Dedicato alla memoria ed in ricordo del Direttore Alfonso Tatullo, della maestra Annamaria (la mia mamma), della maestra Carmela, e di tutti di INSEGNANTI con la "I" maiuscola che ho avuto la fortuna di incontrare sul mio cammino. Grazie.

tratto da "IL PROFETA" di Khalil Gibran

E cos'è lavorare con amore?

E' tessere un abito con i fili del cuore,
come se dovesse indossarlo il vostro amato.
E' costruire una casa con dedizione
come se dovesse abitarla il vostro amato.
E' spargere teneramente i semi e mietere il raccolto con gioia,
come se dovesse goderne il frutto il vostro amato.
E' diffondere in tutto ciò che fate il soffio del vostro spirito,
E sapere che tutti i venerati morti stanno vigili intorno a voi.

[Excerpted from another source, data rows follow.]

PR #1592, opened 2025-05-08
kn: properly memscope `executeCommand`

lauzadis:
Fixes a new error seen when running `ExecuteCommandTest` on macosArm64 (and likely other platforms too). We weren't properly memscoping the use of `command`, and it was getting corrupted:
```
/bin/sh: �@p-: No such file or directory
```

Also fully qualify the shell path because iOS simulator does not have `sh` on the PATH.

## Description of changes

### DIFF
--- a/aws-runtime/aws-config/native/src/aws/sdk/kotlin/runtime/auth/credentials/executeCommandNative.kt
+++ b/aws-runtime/aws-config/native/src/aws/sdk/kotlin/runtime/auth/credentials/executeCommandNative.kt
@@ -48,8 +48,8 @@ internal actual suspend fun executeCommand(
         }
 
         val shell = when (platformProvider.osInfo().family) {
-            OsFamily.Windows -> "cmd.exe"
-            else -> "sh"
+            OsFamily.Windows -> "C:\\\\Windows\\\\System32\\\\cmd.exe"
+            else -> "/bin/sh"
         }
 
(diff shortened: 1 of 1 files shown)


aws-runtime/aws-config/native/src/aws/sdk/kotlin/runtime/auth/credentials/executeCommandNative.kt
```diff
@@ -48,17 +48,19 @@ internal actual suspend fun executeCommand(
         }
 
         val shell = when (platformProvider.osInfo().family) {
-            OsFamily.Windows -> "cmd.exe"
-            else -> "sh"
+            OsFamily.Windows -> "C:\\\\Windows\\\\System32\\\\cmd.exe"
```
ianbotsf, line 51: **Question**: Why are these backslashes _double_ escaped?

ianbotsf (approved):

aws-runtime/aws-config/native/src/aws/sdk/kotlin/runtime/auth/credentials/executeCommandNative.kt
lauzadis: Cancelling in favor of #1593. I don't think they should be double escaped.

Spesso vi ho udito dire, come se parlaste nel sonno:
"Chi lavora il marmo e scopre la propria anima configurata nella pietra,
è più nobile di chi ara la terra.
E chi afferra l'arcobaleno e lo stende sulla tela in immagine umana,
è più di chi fabbrica sandali per i nostri piedi".
Ma io vi dico, non nel sonno ma nel vigile e pieno mezzogiorno,
il vento parla dolcemente alla quercia gigante come al più piccolo filo d'erba;
E che è grande soltanto chi trasforma la voce del vento
in un canto reso più dolce dal proprio amore.
Il lavoro è amore rivelato.
E se non riuscite a lavorare con amore,
ma solo con disgusto, è meglio per voi lasciarlo e,
seduti alla porta del tempio,
accettare l'elemosina di chi lavora con gioia.

Poiché se cuocete il pane con indifferenza,
voi cuocete un pane amaro,
che non potrà sfamare l'uomo del tutto.
E se spremete l'uva controvoglia,
la vostra riluttanza distillerà veleno nel vino.
E anche se cantate come angeli,
ma non amate il canto,
renderete l'uomo sordo alle voci del giorno e della notte.